'I shot 10 hours for 10 minutes'

Quite unabashedly she says, “I could be doing your job,” and Metrolife wonders what would have been its fate if this hard-hitting filmmaker had chosen to stick to journalism! A sample of her trenchant approach is her short film Smile Pinki that makes American director Megan Mylan a popular face in India.

To her, it’s a very “organic obligation” to create cinematic works on socially-relevant issues but “If I am able to help people feel connected to a story and through that make them aware of a common good, I feel my goal is fulfilled,” says Mylan.

In India recently to promote her new documentary, After My Garden Grows, the Oscar-winning director says that filmmaking provides her with more time to research. “I am amazed to see journalists produce stories under pressure. I need more time to research and making films allows me that,” says Mylan who has a master’s degree in journalism from the University of California. “But it wasn’t due to my journalism that I real­ised my passion to make socially-relevant films. When I started out, I thought I am showing the truth but now I am mature enough to understand that there is no one truth! While working on a tribe in Brazil, I started loving the work I was supporting and thought filmmaking would be a way to be able to immerse myself with not just one tribe but different people.”

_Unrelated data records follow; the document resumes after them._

PR #1450, opened 2017-03-07
bump dev deps

etpinard:
featuring most notably some [`uglify-js`](https://github.com/mishoo/UglifyJS2/compare/v2.7.5...v2.8.8) improvements that will trim our minified bundle size by a few bytes in future releases.


etpinard:
Very interestingly, bumping `uglify-js` to `2.8.8` makes some of our gl3d image tests fail

image

 gl3d requires `uglify-js` via the [`cwise`](https://github.com/scijs/cwise/blob/35f89e209b9cf024857149cf55943de55c12d840/lib/cwise-transform.js#L7) browserify transform.

-----------

Pinging scijs pros @rreusser and @dfcreative if you can think of a reason why. See git-compare [here](https://github.com/mishoo/UglifyJS2/compare/v2.7.5...v2.8.8).

etpinard:
Putting this PR on hold until we find the root of the `cwise` + `uglify-js@2.8.x` problem.

etpinard:
PR sent upstream :arrow_right_hook:  https://github.com/scijs/cwise/pull/13

PR #1451, opened 2017-03-07
fix removal of last shape or annotation

alexcjohnson:
Removing the last shape or annotation led to an error in `drawOne`. Images don't have `drawOne` so are immune to this problem. Ironically, images are also the only one that previously had a test for it. Someday we go d3-idiomatic and get rid of `drawOne` entirely...

cc @etpinard - there's one more bug I've uncovered while testing in the workspace, will make another PR for it then may need yet another patch release.


src/components/annotations/draw.js
```diff
@@ -69,7 +69,7 @@ function drawOne(gd, index) {
     fullLayout._infolayer.selectAll('.annotation[data-index="' + index + '"]').remove();
 
     // remember a few things about what was already there,
-    var optionsIn = layout.annotations[index],
+    var optionsIn = (layout.annotations || [])[index],
```
etpinard: Ha. I'm looking forward to making annotations and shapes update _d3-idiomatic_. These user / full container double standard headaches will be gone!

test/jasmine/tests/shapes_test.js
```diff
@@ -320,6 +320,23 @@ describe('Test shapes:', function() {
                 expect(countShapePathsInLowerLayer()).toEqual(0);
                 expect(countShapePathsInSubplots()).toEqual(0);
             })
+            .then(function() {
+                return Plotly.relayout(gd, {'shapes[0]': getRandomShape()});
+            })
+            .then(function() {
```
etpinard: Nice tests! Annotations and shapes are getting nicely :lock: ed down.

etpinard:
:dancer:

Issue #1390, opened 2017-02-17
Overdrawing of images (and probably shapes)


alexcjohnson:
When you combine a data-referenced layer-below image with multiple subplots, you get extra copies of the image (which in certain instances could end up on top even though you asked for below!).
- Open the [layout_image mock](https://github.com/plotly/plotly.js/blob/master/test/image/baselines/layout_image.png) in test_dashboard
- `Plotly.relayout(gd,{plot_bgcolor:'rgba(0,0,0,0)'})
- You'll notice the R logo gets brighter. It's actually being drawn 3 times in the same place, so the effective opacity increases.
  - once in `g.x2y2 g.imagelayer` - where it's supposed to be
  - once in `g.xy g.imagelayer` - even though it gets correctly clipped to x2y2
  - once in `g.xy2 g.imagelayer` - which shouldn't even exist, but the mock forgets to anchor `yaxis2` to `x2`. Perhaps this should be considered a separate bug? ie if `xaxis2.anchor = 'y2'` shouldn't `yaxis2.anchor` automatically default to `x2`? If you drag one of the subplots after setting the background transparent you'll see we're drawing gridlines for `xaxis` onto the upper subplot.

So the easiest test of fixing this bug would be to give that mock the transparent `plot_bgcolor` without changing the baseline image.

Shapes use a similar structure for data-referenced below-data display, so it likely has the same bug, but I haven't tested it there.

alexcjohnson:
Huh, I thought I could wait on this one, but looks like I may need to address it now as part of my work on the array relayout API...

alexcjohnson:
Turns out shapes had a different issue with my branch and do *not* suffer from this bug. I'll keep myself assigned here since I pretty much know what to do, but may be able to keep it separate after all.

alexcjohnson:
closed by #1453

Issue #1452, opened 2017-03-08
Shapes layer: 'below' doesn't play well with subplots


alexcjohnson:
I'm not sure this really *has* a solution even theoretically, if you consider the layering that needs to happen with inset plots (where the background of the inset plot needs to be drawn on top of the data of the main plot) but posting as a bug for discussion purposes since it's at the very least unexpected.

If you make a `layer: 'below'` shape that's data-referenced on one axis and paper-referenced on another, and it crosses two subplots (which could actually be a very nice way to highlight correlations between these subplots) the shape will NOT be below the data of both subplots.

```js
Plotly.newPlot(gd,[
    {y:[1,2,3]},
    {y:[1,2,3],yaxis:'y2'}
],{
    yaxis:{domain:[0,0.4]},
    yaxis2:{domain:[0.6,1]},
    shapes:[{
        xref:'x',yref:'paper',type:'rect',
        x0:0.8,x1:1.2,y0:0,y1:1,
        fillcolor:'#eee',layer:'below'
    }]
})
```

![screen shot 2017-03-08 at 12 38 35 am](https://cloud.githubusercontent.com/assets/2678795/23691624/9e86b9f2-0397-11e7-846f-dfe8d0b87d3f.png)

etpinard:
Nice find. I hope the [`shape_below_traces`](https://github.com/plotly/plotly.js/blob/master/test/image/mocks/shapes_below_traces.json) isn't [wrong](https://github.com/plotly/plotly.js/blob/master/test/image/baselines/shapes_below_traces.png).

I'd vote for making `layer: 'below'` correspongd to below **all** traces linked to the axis set in the shape `xref` or `yref`.

alexcjohnson:
closed by #1453 - now `layer: 'below'` shapes and images are still in front of plot backgrounds in all cases EXCEPT on inset plots (any subplot that overlaps an earlier one without being explicitly overlaying) where the component is NOT referenced to both axes of that subplot. So for example, if `x2/y2` is on top of `x/y`, a shape referenced to `x2/y2` can still be seen with `layer: below` but one referenced to `x2/paper`, `paper/y2`, `x/y`, or anything else cannot be seen where it intersects the `x2/y2` subplot.

This is, I believe, the minimal set of objects it's theoretically impossible to show (short of some sort of horribly complicated stitching together of different objects in different z layers, which wouldn't work that well anyway due to antialiasing and would have strange effects of data objects from the lower plot slicing through them.)

PR #1453, opened 2017-03-08
Image and shape clip paths

alexcjohnson:
In testing axis reference changes for integrating v1.24 into the workspace, I noticed some strange situations with clip paths for shapes and images. Turns out they had different issues but related symptoms. There's one particular edge case that I didn't sort out here because it's a much bigger structural question, so I described it in #1452 instead.

@etpinard please review.


alexcjohnson:
Note: annotations do not have these issues, as they don't use clip paths. We will happily allow the arrow and text box of an annotation to go outside the plot area as long as its reference point is visible.

src/components/images/draw.js
```diff
@@ -143,9 +143,10 @@ module.exports = function draw(gd) {
             yId = ya ? ya._id : '',
             clipAxes = xId + yId;
 
-        if(clipAxes) {
-            thisImage.call(Drawing.setClipUrl, 'clip' + fullLayout._uid + clipAxes);
-        }
+        thisImage.call(Drawing.setClipUrl, clipAxes ?
+            ('clip' + fullLayout._uid + clipAxes) :
+            null
+        );
```
alexcjohnson: Needed to *unset* the clip path if you change from data-referenced to fully paper-referenced.

test/jasmine/tests/shapes_test.js
```diff
@@ -382,6 +382,71 @@ describe('Test shapes:', function() {
...
+                fillcolor: '#eee', layer: 'below'
+            }]
+        }).then(done);
+    });
+
+    afterEach(destroyGraphDiv);
+
+    function getShape(index) {
+        var s = d3.selectAll('path[data-index="' + index + '"]');
+        expect(s.size()).toBe(1);
```
alexcjohnson: before the fix above, the shape was drawn twice in its initial configuration `xref: 'x', yref: 'paper'`: once on subplot `xy` and again on `xy2`

src/components/shapes/draw.js
```diff
@@ -110,10 +110,15 @@ function drawOne(gd, index) {
...
-                'clip' + gd._fullLayout._uid + clipAxes);
-        }
+        // note that for layer="below" the clipAxes can be different from the
+        // subplot we're drawing this in. This could cause problems if the shape
+        // spans two subplots. See https://github.com/plotly/plotly.js/issues/1452
+        var clipAxes = (options.xref + options.yref).replace(/paper/g, '');
+
+        path.call(Drawing.setClipUrl, clipAxes ?
+            ('clip' + gd._fullLayout._uid + clipAxes) :
+            null
```
etpinard: Nice way to unset a clip path. :+1:

test/jasmine/tests/layout_images_test.js
```diff
@@ -425,23 +425,38 @@ describe('images log/linear axis changes', function() {
         // we don't try to figure out the position on a new axis / canvas
         // automatically when you change xref / yref, we leave it to the caller.
 
+        // initial clip path should end in 'xy' to match xref/yref
+        expect(d3.select('image').attr('clip-path') || '').toMatch(/xy\)$/);
```
etpinard: Ha. I didn't know about `.toMatch`. Pretty handy :hammer:

test/jasmine/tests/layout_images_test.js
```diff
@@ -425,23 +425,38 @@ describe('images log/linear axis changes', function() {
...
             // log to paper
             return Plotly.relayout(gd, {'images[0].yref': 'paper'});
         })
         .then(function() {
             expect(gd.layout.images[0].y).toBe(1);
 
+            expect(d3.select('image').attr('clip-path') || '').toMatch(/x\)$/);
+
+            // change to full paper-referenced, to make sure the clip path disappears
+            return Plotly.relayout(gd, {'images[0].xref': 'paper'});
```
etpinard: I'm surprised we weren't testing this before. Oh well, now it's :lock: ed

test/jasmine/tests/shapes_test.js
etpinard: Good eyes. Thanks very much!

etpinard:
Looks like `shapes_below_traces` produced a diff

image

is that on purpose?

alexcjohnson:
> Looks like shapes_below_traces produced a diff, is that on purpose?

Hmm, maybe #1452 needs to be addressed together with this PR after all, that's what's going on here. You'll see that the data in the lower left subplot gets covered up in the new result for that image. But the original is clearly wrong in how it breaks the two shapes that span that subplot and either the one above or to the right into two disjoint pieces.

From a slack chat:

> the reason I said (in #1452 ) "I'm not sure this really has a solution even theoretically” is that there really isn’t a layering that puts the shape in front of the plot area backgrounds but behind the traces, at least not when you consider inset subplots that want to have their own backgrounds in front of the main plot traces.
>
> One easy thing we could do is put the below shapes completely below the plot layers… then you have to make `plot_bgcolor` transparent to see the shapes.
>
> A trickier thing we could do is pull the background rects out of the subplot layers, putting them behind everything else, UNLESS we detect overlapping (but not overlaying) subplots.
>
> That would cover all the use cases I can think of except below shapes that are half referenced to an axis of an inset subplot… which would be an exceedingly weird situation.

@etpinard suggested:
> Maybe we should disallow shapes that span multiple subplots

That would certainly make this easier (the restriction would only apply to `layer: 'below'` shapes and images) - then we'd just have to figure out which subplot contains the shape. But there are some cool uses of subplot-spanning shapes - for example on the standard finance chart that has candlesticks/OHLC in the main plot and volume in a little lower subplot, if you want to highlight a time range. It would look weird to force these to be two separate shapes. Would also be annoying to try and enforce this restriction during editing (particularly via drag)

So I'm leaning toward the "trickier thing": pulling the plot backgrounds back to their own layer except for inset plots.

Thoughts?

alexcjohnson:
#1390 is wrapped up in this too... better fix that at the same time.

etpinard:
> So I'm leaning toward the "trickier thing": pulling the plot backgrounds back to their own layer except for inset plots.

This is definitely the _best_ solution from a user's perspective. If you feel like taking a shot at this, go for it :+1:

alexcjohnson:
https://github.com/plotly/plotly.js/pull/1453/commits/2102b0f39c9fa09a824417699598baeb9e045a83 fixes #1390 and #1452 - I still want to add a couple of tests of the inset vs flat background behavior though

src/components/images/draw.js
```diff
@@ -151,29 +163,44 @@ module.exports = function draw(gd) {
...
     });
+
+    var allSubplots = Object.keys(fullLayout._plots);
+    for(i = 0; i < allSubplots.length; i++) {
+        subplot = allSubplots[i];
+        var subplotObj = fullLayout._plots[subplot];
+
+        // filter out overlaid plots (which havd their images on the main plot)
+        // and gl2d plots (which don't support below images, at least not yet)
+        if(!subplotObj.imagelayer) continue;
```
etpinard: Looks good :+1:

src/plot_api/plot_api.js
```diff
@@ -308,8 +308,7 @@ Plotly.plot = function(gd, data, layout, config) {
 
         // keep reference to shape layers in subplots
         var layerSubplot = fullLayout._paper.selectAll('.layer-subplot');
-        fullLayout._imageSubplotLayer = layerSubplot.selectAll('.imagelayer');
-        fullLayout._shapeSubplotLayer = layerSubplot.selectAll('.shapelayer');
+        fullLayout._shapeSubplotLayers = layerSubplot.selectAll('.shapelayer');
```
etpinard: :pencil2: nicely done

test/jasmine/tests/cartesian_test.js
```diff
@@ -340,6 +352,70 @@ describe('subplot creation / deletion:', function() {
...
+
+            // verify that these are *all* the subplots and backgrounds we have
+            expect(gd.querySelectorAll('.subplot').length).toBe(3);
+            ['xy', 'x2y2', 'xy3'].forEach(function(subplot) {
+                expect(gd.querySelectorAll('.subplot.' + subplot).length).toBe(1);
+            });
+            expect(gd.querySelectorAll('.bg').length).toBe(behindCount + x2y2Count);
+        }
+
+        Plotly.plot(gd, [
```
etpinard: Fantastic test :tada:

etpinard:
:dancer: nicely done!

Don't forget to close off  #1390 and #1452 after merging :beers:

Soon she directed Lost Boys of Sudan and recently After My Garden Grows. The latter is about a young girl Monika, who deals with the issues of early marriage and lack of education. “I shot 10 hours for 10 minutes. It is challenging to make people feel confused but not unsatisfied,” says the documentary-maker who organised a special screening of the film for Aamir Khan and Kiran Rao during her India trip.

“They are generous people and agreed to do this very quickly,” she says about the couple. “I can’t imagine there is a filmmaker who lets the spotlight not be on him. I have watched all episodes of Satyamev Jayate. We don’t have anything of this in my country. It was a privilege to share my little story with them,” adds Megan.    
But talk about cinema taking responsibility to make society aware about the issues and the director objects. “It’s dangerous to the art form to burden it to always be a form of action. If people get motivated by a story it’s great,” she says informing about her next destination Japan. “I am filming the service exchange system in Japan which ensures everyone is taken care of in the modern world.”